No, Clyfford Still Only *Threatened* To Exhibit A Blank Canvas

John Perreault recounted the story in his 2005 review of Mike Bidlo’s Erased de Kooning Drawings show, but I think he got it from Robert Rosenblum’s catalogue essay, who got it from Bidlo himself: that Clyfford Still once submitted a blank canvas to a museum group show out of spite, and then Bidlo did it out of homage. Here is how Bidlo explained it to Rosenblum in 2003, in Artforum:

RR: And didn’t you also do some kind of performance/installation piece about a mythical Clyfford Still?

MB: Oh yeah, that was the show curated by Alan Jones. The piece was based on the time Clyfford Still was asked to take part in a museum exhibition of regional work from California. Still claimed he didn’t want to compete with other artists, so he suggested that his contribution be a six-by-ten-foot unprimed canvas. I found this story in the Metropolitan Museum’s Clyfford Still catalogue. The idea of the blank canvas fascinated me. So many other artists have used blank canvases to make aesthetic statements, but Still’s gesture seemed to be the most nihilistic, a true act of anti-art.

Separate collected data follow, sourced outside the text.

PR #2722, opened 2019-10-24
Fixed axe violation for keyboard accessibility of scrollable content

### LINKED ISSUE #2716: Axe Violation for keyboard accessibility of scrollable content
## Description
Axe Core fails in certain components giving violation for keyboard accessibility.

## Error Report
```
Elements that have scrollable content should be accessible by keyboard 
```
## Components

- Content   Container
- Props Table
- Scroll
- Dialog

saket2403:
### Summary
Fixes #2716 

## Additional Details
Changes in terra-scroll also fixes the issue for terra-dialog and terra-content-container


packages/terra-scroll/src/Scroll.jsx
```diff
@@ -21,7 +21,8 @@ const Scroll = ({
   refCallback,
   ...customProps
 }) => (
-  <div {...customProps} className={cx(['scroll', customProps.className])} ref={refCallback}>
+  // eslint-disable-next-line jsx-a11y/no-noninteractive-tabindex
+  <div {...customProps} tabIndex="0" className={cx(['scroll', customProps.className])} ref={refCallback}>
```
dkasper-was-taken: TabIndex needs to be selectively added. ContentContainers are used in nested fashion and we don't want all containers to supply a tabIndex. This also affects how an app and main elements are structured. The behavior will need to be evaluated when we the accessibility pass is implemented.

benbcai: @saket2403 Adding tabIndex here is causing the these [button-group](https://github.com/cerner/terra-core/blob/master/packages/terra-button-group/tests/wdio/button-group-spec.js#L41-L67) tests to fail because the first tab would put focus on the terra-scroll and the second tab would then put focus on the first button in the button group.

saket2403: Changed Implementation in 0823ae5
cc @benbcai  @dkasper-was-taken

benbcai:
@saket2403 There are some test examples in terra-image and terra-responsive-element that are also having this violation when using axe-core 3.4.0. These are the [test examples](https://github.com/cerner/terra-core/compare/keyborad-a11y...axe-violations) I see that needs updated.

packages/terra-content-container/src/ContentContainer.jsx
```diff
@@ -54,7 +54,7 @@ const ContentContainer = ({
     <div {...customProps} className={contentLayoutClassNames}>
       {header && <div className={cx('header')}>{header}</div>}
       <div className={cx('main')}>
-        <Scroll className={cx('normalizer')} refCallback={scrollRefCallback}>
+        <Scroll tabIndex={fill ? 0 : -1} className={cx('normalizer')} refCallback={scrollRefCallback}>
```
jeremyfuksa: When clicking on this object in the standard container, the outline shows up.  `Scroll` needs to have `outline: none` assigned to it.

dkasper-was-taken: We aren't going to be able to do this broadly. Multiple nested content container will have major issues with tabindexes and break accessibility. This needs evaluation at the framework level. For the time being we may need to find a way to alter the config to turn off this axe rule until such time as we can circle back to this.

benbcai:
After discussing the implications of the changes on this PR for addressing [this rule](https://dequeuniversity.com/rules/axe/3.4/scrollable-region-focusable) introduced in axe-core-3.3.0, we decided to hold off on these changes and disable this new rule for now in [terra-toolikit](https://github.com/cerner/terra-toolkit/issues/343). We will revisit this rule once we have a better plan on how to address it. I will close this PR after I disable the rule to ensure the violations no longer appear.

benbcai:
Closing this and we will visit how to properly handle accessibility with scrollable content when we tackle #2787.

When we installed the piece in the Philippe Briet Gallery in SoHo, I included the text from the catalogue in a frame next to the painting.

I couldn’t find the Met’s Still catalogue, but Rosenblum did, and said the show was a group show of large-scale drawing at the California Palace of the Legion of Honor, in 1949, and that Still sent a, “6-by-10-foot canvas blank as the fabric comes from the factory.”

But there is an earlier source for that quote, and it sounds like neither Bidlo nor Rosenblum knew of it, because it did not exactly go down that way.

It’s a letter Still wrote to Mark Rothko, a transcription of which is in the library of the Still Museum in Denver. [pdf] The letter is from December 1949, and includes a reference to “two days ago.” But there is also a “postcript” in which Still mentions repeating the tale “years later.” So did the show happen in 1950, or sometime closer to his arrival at the California School of Fine Arts in 1946?

Most of the story is Still mocking his colleagues’ efforts to supply a large drawing to the show, while refusing the invitation himself. Still didn’t show a blank canvas; he only threatened to:

Two days ago after a very sumptuous dinner at the Curator’s, the issue was revived. “All the show needs is a drawing by you, Clyff. That will really put it over. How about it, Clyff. Just a nice big drawing.”

“O.K. I’II give you a picture. After alI, this show to an artist of integrity can only be a gesture. Since it is made for a museum program, I will give you my gesture, my respect for the public art gallery working in these terms. I will give you my contempt for the whole business: a 6 x 10 foot canvas blank as the fabric comes from the factory.”

The matter was not mentioned again.

I don’t quite get how the postscript timing works—

Postscript: I told the story years later to Ed Cahill in New York City. He said, “I would have taken you up on that and hung your canvas.” I repIied, “I know you would have, Ed. That is why I wouldn’t have made even that offer to you.”

—but there are letters in the Still Archives from 1954 where Still refuses Cahill and Dorothy Miller’s group show invites more graciously.

For his part, Bidlo was happy to contribute to a group show, which was titled, improbably “Clyfford Still: A Dialogue.” It was organized in October 1990, and Roberta Smith described Bidlo’s massive blank canvas as, “mostly as an accessory to a story of Still’s megalomania told in an accompanying wall label.” The fate of Bidlo’s Not Still is unknown to me at present.